Ich weiß nicht wie das bei Ubuntu geht aber bei Arch kannst du Deamons backgrounden. 
Während dem Boot klappert der PC ja alles ab fährt das Netzwerk hoch, startet DBus etc. 
Werden Deamons gebackgrounded wartet der PC nicht mit dem weiterbooten bis der Schritt erfolgreich war.
Dabei sollte man aber aufpassen, dass man nicht Sachen backgrounded die später benötigt werden für andere
Sache zu starten und bis dahin noch nicht hochgefahren sind. Spart so nochmal an Bootzeit.

Die RAM Disk müsste doch bei jedem Power Off weg sein oder?

@Dragonix
Das macht Ubuntu eigentlich schon. Von Haus aus ist ureadahead installiert.


----------



## Jimini (18. November 2011)

*AW: RAM-Disk für Ubuntu*



blackout24 schrieb:


> Die RAM Disk müsste doch bei jedem Power Off weg sein oder?

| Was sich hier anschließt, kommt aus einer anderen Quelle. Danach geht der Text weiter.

PR #1212, opened 2018-06-10
Feature/prioritize transactions v2

comountainclimber:
https://github.com/CityOfZion/neon-wallet/issues/1202

see => https://github.com/CityOfZion/neon-wallet/pull/1209

https://neotracker.io/tx/48dcedf98a14755af15ca34e538d5dc349a111cc53d363254a04ae9dbbd32aa8

This upgrades neon-js dependency to 3.8.0

- [ ] Unit tests written?


evgenyboxer:
@comountainclimber how does it look? we would need to let Ben design it

comountainclimber:
Seeing as none of the v2 send work is complete anyway I figured it would be nice to have this code already merged in before the redesign work is done rather than after... Currently it looks exactly like it does in v1 but with the new shared components

PR #1218, opened 2018-06-12
Cleared yarn.lock and exposed outdated dependency. Updated babel conf…

austinhinderer:
…iguration to properly transform code for jest tests

None

Clearing yarn.lock exposes that we're using an outdated interaction between Jest and Babel.

Explicitly included babel-jest to help with the transformation of code to commonjs for Jest.

Deleted `yarn.lock`, ran `yarn install` then `yarn prepush` to validate that tests weren't passing due to import not being available. Made changes and confirmed `yarn prepush` now passed.

N/A

N/A

- [ ] Unit tests written?


package.json
```diff
@@ -115,9 +115,11 @@
     "babel-cli": "6.26.0",
     "babel-core": "6.26.0",
     "babel-eslint": "8.0.2",
+    "babel-jest": "^23.0.1",
```
evgenyboxer: Could you use tight versioning? just "23.0.1"

package.json
```diff
@@ -115,9 +115,11 @@
...
     "babel-loader": "7.1.2",
     "babel-plugin-lodash": "3.2.11",
     "babel-plugin-transform-async-to-generator": "6.24.1",
+    "babel-plugin-transform-es2015-modules-commonjs": "^6.26.2",
```
evgenyboxer: same here ^

and rerun yarn install

austinhinderer: Will do.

Richtig, aber es müsste möglich sein, da mit Hibernate zu arbeiten.

MfG Jimini


----------



## drbeckstar (2. Januar 2012)

das host system muss irgendwann neustarten da ist das system weg. hybernate bringt dir rein garnichts. was möglich wäre, wäre ein eigenständiger rechner it ramdisk system den du das betriebssystem anfütterst und er das system nur so lange braucht wie der ram läuft. danach ist wieder alles beim alten. alternativ könntest du das ganze system per dump aus dem ram holen und wieder einspielen. aber vllt gibst du uns einen einblick eas du mache willst, da findet sich evtl schneller ne lösung.


----------